## Information provided

PR #5579, opened 2026-08-11
fix(useClipboard): fall back to `writeText` when `ClipboardItem` is unavailable

### LINKED ISSUE #5578: BUG | `useClipboard` | Browser support for `ClipboardItem` is not checked properly
### Describe the bug

#5369 introduced usage of the Baseline 2024 newly available `ClipboardItem` API, but not any checks that the browser supports it. So we are in the weird position where we support older browser that don't even support the `Clipboard` API, and new browsers that support `ClipboardItem`, but not intermediate browsers that support `Clipboard` but not `ClipboardItem`.

### Reproduction

N/A - browser specific

### System Info

```Shell
N/A - browser specific
```

### Used Package Manager

npm

### Validations

lazerg:
Since #5369 `copy` always builds a `ClipboardItem`, so browsers that have the Clipboard API but not `ClipboardItem` (Firefox before 127, for example) throw and drop all the way down to the `document.execCommand` fallback. They now use `navigator.clipboard.writeText` instead, which they do support.

Fixes #5578

### DIFF
--- a/packages/core/useClipboard/index.test.ts
+++ b/packages/core/useClipboard/index.test.ts
@@ -11,6 +11,7 @@ describe('useClipboard', () => {
     const writeText = vi.fn()
 
     beforeEach(() => {
+      vi.stubGlobal('ClipboardItem', undefined)
       Object.defineProperty(navigator, 'clipboard', {
         configurable: true,
         value: { write, writeText },
@@ -22,6 +23,7 @@ describe('useClipboard', () => {
     })
 
     afterEach(() => {
+      vi.unstubAllGlobals()
       Reflect.deleteProperty(navigator, 'clipboard')
       Reflect.deleteProperty(navigator, 'permissions')
     })
--- a/packages/core/useClipboard/index.test.ts
+++ b/packages/core/useClipboard/index.test.ts
@@ -6,6 +6,47 @@ describe('useClipboard', () => {
     expect(useClipboard).toBeDefined()
   })
 
+  describe('with ClipboardItem support', () => {
+    const write = vi.fn()
+    const writeText = vi.fn()
+
+    class ClipboardItemStub {
+      constructor(public items: Record<string, string | Promise<Blob>>) {}
+    }
+
+    beforeEach(() => {
+      vi.stubGlobal('ClipboardItem', ClipboardItemStub)
+      Object.defineProperty(navigator, 'clipboard', {
+        configurable: true,
+        value: { write, writeText },
+      })
+      Object.defineProperty(navigator, 'permissions', {
+        configurable: true,
+        value: { query: async () => ({ state: 'granted', addEventListener: () => {}, removeEventListener: () => {} }) },
+      })
+    })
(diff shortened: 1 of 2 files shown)


packages/core/useClipboard/index.test.ts
```diff
@@ -1,8 +1,55 @@
...
 describe('useClipboard', () => {
   it('should be defined', () => {
     expect(useClipboard).toBeDefined()
   })
+
+  describe('without ClipboardItem support', () => {
+    const write = vi.fn()
+    const writeText = vi.fn()
+
+    beforeEach(() => {
```
mrchurches, line 54: Could we explicitly stub ClipboardItem as unavailable in this setup? The test currently relies on the runner not exposing that global, so a change in the test environment could switch it to the write branch and make this regression coverage environment-dependent

lazerg: Good catch. The block now stubs it explicitly: `vi.stubGlobal('ClipboardItem', undefined)` in `beforeEach`, `vi.unstubAllGlobals()` in `afterEach`, matching the pattern in `useWebSocket/index.test.ts`.

I checked the stub is not vacuous. Temporarily defining `ClipboardItem` on `globalThis` at the top of the file: with the stub both cases still pass, without it both fail. Reverting the source fix still fails both cases, so the branch coverage is intact.

haoku123:
The fallback implementation looks good — `resolveText` resolves an async value exactly once and the `?? ''` default matches `createClipboardItem`'s behavior.

One coverage gap: this file previously had no behavioral tests at all (just `should be defined`), so the **ClipboardItem-supported path** now has zero regression protection. The new tests only exercise `ClipboardItem = undefined`. Given #5369 introduced `ClipboardItem` usage and this PR keeps it as the primary path, a test asserting `clipboard.write` receives a `ClipboardItem` (and `text`/`copied` update) would lock in the happy path against future refactors. Happy to push that test to your branch if you'd like.

lazerg:
Added in 613b49ff. The new `with ClipboardItem support` block stubs `ClipboardItem` plus `navigator.clipboard`, then checks that `write` receives one `ClipboardItem` carrying `{ 'text/plain': 'hello' }`, that `writeText` is never touched, and that `text`/`copied` land on the right values.

Confirmed it isn't vacuous by short-circuiting the `isClipboardItemSupported` branch: the test fails there, and passes again once restored.

Unit suite 876 passing, browser project green on chromium and webkit, eslint clean.

haoku123:
Nice — the stub class asserting the `{ 'text/plain': 'hello' }` payload is exactly the regression lock this needed, and the vacuity check (short-circuiting the branch to confirm the test fails) is the right way to prove it. LGTM from my side.

lazerg:
Hey @antfu, could you review this fix that falls back to writeText when ClipboardItem isn't available in useClipboard? Haoku123 already reviewed it and the coverage gap they flagged is fixed.

PR #5580, opened 2026-08-12
feat(core): add useWebMCP

antfubot:

- [ ] Confirm that this PR is based on your own understanding and review of the project, not solely generated or summarized by AI tools.

---

### Description

Adds `useWebMCP` — a composable that registers a [WebMCP](https://github.com/webmachinelearning/webmcp) tool and ties its lifecycle to the current Vue scope. WebMCP lets a page expose JavaScript functions as "tools" that an AI agent (browser-built-in, iframe-hosted, or extension) can discover and call, instead of scraping the DOM/a11y tree/screenshots.

The tool is registered when the composable runs and unregistered automatically on scope dispose, so the set of tools an agent sees stays in lockstep with what is on screen. The underlying spec is experimental (`document.modelContext`), so the composable feature-detects and degrades to a no-op where the API is absent.

Modeled after Chrome's [`GoogleChromeLabs/use-webmcp-tool`](https://github.com/GoogleChromeLabs/use-webmcp-tool) React hook, adapted to VueUse conventions:

- Returns `{ isSupported, registered, error }` (`isSupported` via `useSupported`).
- `name`, `description`, `inputSchema`, `annotations`, `enabled` accept `MaybeRefOrGetter`; a single `watch` re-registers only when a discoverable field changes (schema/annotations serialized so inline literals don't churn).
- Cleans up via an `AbortController` + `tryOnScopeDispose`.
- Normalizes `execute` results: string → text block, `undefined`/`null` → empty success, well-formed results passed through, other values JSON-serialized, and thrown *or returned* `Error`s (and thrown non-Errors) → `isError` result after `onError`.

Includes `index.md` docs, an interactive `demo.vue`, and 15 unit tests covering the registration lifecycle, `enabled` toggling, re-registration identity, registration errors, and the full result/error-normalization matrix.

### Additional context

- Unlike the React hook, callback options (`execute`/`formatOutput`/`onError`) are read live at call time rather than through refs — Vue's `setup` runs once, so a changing closure never forces a re-registration.
- I deliberately omitted the React hook's `setInterval` polling for a late-injected `modelContext` to keep the composable lightweight; detection happens when the composable runs (post-mount via `useSupported`). Happy to add opt-in late-injection polling if desired.

This PR was created with the help of an agent.


antfu (approved):

miguelrk:
Any update on when this will be merged and released? 😀

ilyaliao (approved):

## Task goal
Transcribe the material above word for word.

## Response area
PR #5579, opened 2026-08-11
fix(useClipboard): fall back to `writeText` when `ClipboardItem` is unavailable

### LINKED ISSUE #5578: BUG | `useClipboard` | Browser support for `ClipboardItem` is not checked properly
### Describe the bug

#5369 introduced usage of the Baseline 2024 newly available `ClipboardItem` API, but not any checks that the browser supports it. So we are in the weird position where we support older browser that don't even support the `Clipboard` API, and new browsers that support `ClipboardItem`, but not intermediate browsers that support `Clipboard` but not `ClipboardItem`.

### Reproduction

N/A - browser specific

### System Info

```Shell
N/A - browser specific
```

### Used Package Manager

npm

### Validations

lazerg:
Since #5369 `copy` always builds a `ClipboardItem`, so browsers that have the Clipboard API but not `ClipboardItem` (Firefox before 127, for example) throw and drop all the way down to the `document.execCommand` fallback. They now use `navigator.clipboard.writeText` instead, which they do support.

Fixes #5578

### DIFF
--- a/packages/core/useClipboard/index.test.ts
+++ b/packages/core/useClipboard/index.test.ts
@@ -11,6 +11,7 @@ describe('useClipboard', () => {
     const writeText = vi.fn()
 
     beforeEach(() => {
+      vi.stubGlobal('ClipboardItem', undefined)
       Object.defineProperty(navigator, 'clipboard', {
         configurable: true,
         value: { write, writeText },
@@ -22,6 +23,7 @@ describe('useClipboard', () => {
     })
 
     afterEach(() => {
+      vi.unstubAllGlobals()
       Reflect.deleteProperty(navigator, 'clipboard')
       Reflect.deleteProperty(navigator, 'permissions')
     })
--- a/packages/core/useClipboard/index.test.ts
+++ b/packages/core/useClipboard/index.test.ts
@@ -6,6 +6,47 @@ describe('useClipboard', () => {
     expect(useClipboard).toBeDefined()
   })
 
+  describe('with ClipboardItem support', () => {
+    const write = vi.fn()
+    const writeText = vi.fn()
+
+    class ClipboardItemStub {
+      constructor(public items: Record<string, string | Promise<Blob>>) {}
+    }
+
+    beforeEach(() => {
+      vi.stubGlobal('ClipboardItem', ClipboardItemStub)
+      Object.defineProperty(navigator, 'clipboard', {
+        configurable: true,
+        value: { write, writeText },
+      })
+      Object.defineProperty(navigator, 'permissions', {
+        configurable: true,
+        value: { query: async () => ({ state: 'granted', addEventListener: () => {}, removeEventListener: () => {} }) },
+      })
+    })
(diff shortened: 1 of 2 files shown)


packages/core/useClipboard/index.test.ts
```diff
@@ -1,8 +1,55 @@
...
 describe('useClipboard', () => {
   it('should be defined', () => {
     expect(useClipboard).toBeDefined()
   })
+
+  describe('without ClipboardItem support', () => {
+    const write = vi.fn()
+    const writeText = vi.fn()
+
+    beforeEach(() => {
```
mrchurches, line 54: Could we explicitly stub ClipboardItem as unavailable in this setup? The test currently relies on the runner not exposing that global, so a change in the test environment could switch it to the write branch and make this regression coverage environment-dependent

lazerg: Good catch. The block now stubs it explicitly: `vi.stubGlobal('ClipboardItem', undefined)` in `beforeEach`, `vi.unstubAllGlobals()` in `afterEach`, matching the pattern in `useWebSocket/index.test.ts`.

I checked the stub is not vacuous. Temporarily defining `ClipboardItem` on `globalThis` at the top of the file: with the stub both cases still pass, without it both fail. Reverting the source fix still fails both cases, so the branch coverage is intact.

haoku123:
The fallback implementation looks good — `resolveText` resolves an async value exactly once and the `?? ''` default matches `createClipboardItem`'s behavior.

One coverage gap: this file previously had no behavioral tests at all (just `should be defined`), so the **ClipboardItem-supported path** now has zero regression protection. The new tests only exercise `ClipboardItem = undefined`. Given #5369 introduced `ClipboardItem` usage and this PR keeps it as the primary path, a test asserting `clipboard.write` receives a `ClipboardItem` (and `text`/`copied` update) would lock in the happy path against future refactors. Happy to push that test to your branch if you'd like.

lazerg:
Added in 613b49ff. The new `with ClipboardItem support` block stubs `ClipboardItem` plus `navigator.clipboard`, then checks that `write` receives one `ClipboardItem` carrying `{ 'text/plain': 'hello' }`, that `writeText` is never touched, and that `text`/`copied` land on the right values.

Confirmed it isn't vacuous by short-circuiting the `isClipboardItemSupported` branch: the test fails there, and passes again once restored.

Unit suite 876 passing, browser project green on chromium and webkit, eslint clean.

haoku123:
Nice — the stub class asserting the `{ 'text/plain': 'hello' }` payload is exactly the regression lock this needed, and the vacuity check (short-circuiting the branch to confirm the test fails) is the right way to prove it. LGTM from my side.

lazerg:
Hey @antfu, could you review this fix that falls back to writeText when ClipboardItem isn't available in useClipboard? Haoku123 already reviewed it and the coverage gap they flagged is fixed.

PR #5580, opened 2026-08-12
feat(core): add useWebMCP

antfubot:

- [ ] Confirm that this PR is based on your own understanding and review of the project, not solely generated or summarized by AI tools.

---

### Description

Adds `useWebMCP` — a composable that registers a [WebMCP](https://github.com/webmachinelearning/webmcp) tool and ties its lifecycle to the current Vue scope. WebMCP lets a page expose JavaScript functions as "tools" that an AI agent (browser-built-in, iframe-hosted, or extension) can discover and call, instead of scraping the DOM/a11y tree/screenshots.

The tool is registered when the composable runs and unregistered automatically on scope dispose, so the set of tools an agent sees stays in lockstep with what is on screen. The underlying spec is experimental (`document.modelContext`), so the composable feature-detects and degrades to a no-op where the API is absent.

Modeled after Chrome's [`GoogleChromeLabs/use-webmcp-tool`](https://github.com/GoogleChromeLabs/use-webmcp-tool) React hook, adapted to VueUse conventions:

- Returns `{ isSupported, registered, error }` (`isSupported` via `useSupported`).
- `name`, `description`, `inputSchema`, `annotations`, `enabled` accept `MaybeRefOrGetter`; a single `watch` re-registers only when a discoverable field changes (schema/annotations serialized so inline literals don't churn).
- Cleans up via an `AbortController` + `tryOnScopeDispose`.
- Normalizes `execute` results: string → text block, `undefined`/`null` → empty success, well-formed results passed through, other values JSON-serialized, and thrown *or returned* `Error`s (and thrown non-Errors) → `isError` result after `onError`.

Includes `index.md` docs, an interactive `demo.vue`, and 15 unit tests covering the registration lifecycle, `enabled` toggling, re-registration identity, registration errors, and the full result/error-normalization matrix.

### Additional context

- Unlike the React hook, callback options (`execute`/`formatOutput`/`onError`) are read live at call time rather than through refs — Vue's `setup` runs once, so a changing closure never forces a re-registration.
- I deliberately omitted the React hook's `setInterval` polling for a late-injected `modelContext` to keep the composable lightweight; detection happens when the composable runs (post-mount via `useSupported`). Happy to add opt-in late-injection polling if desired.

This PR was created with the help of an agent.


antfu (approved):

miguelrk:
Any update on when this will be merged and released? 😀

ilyaliao (approved):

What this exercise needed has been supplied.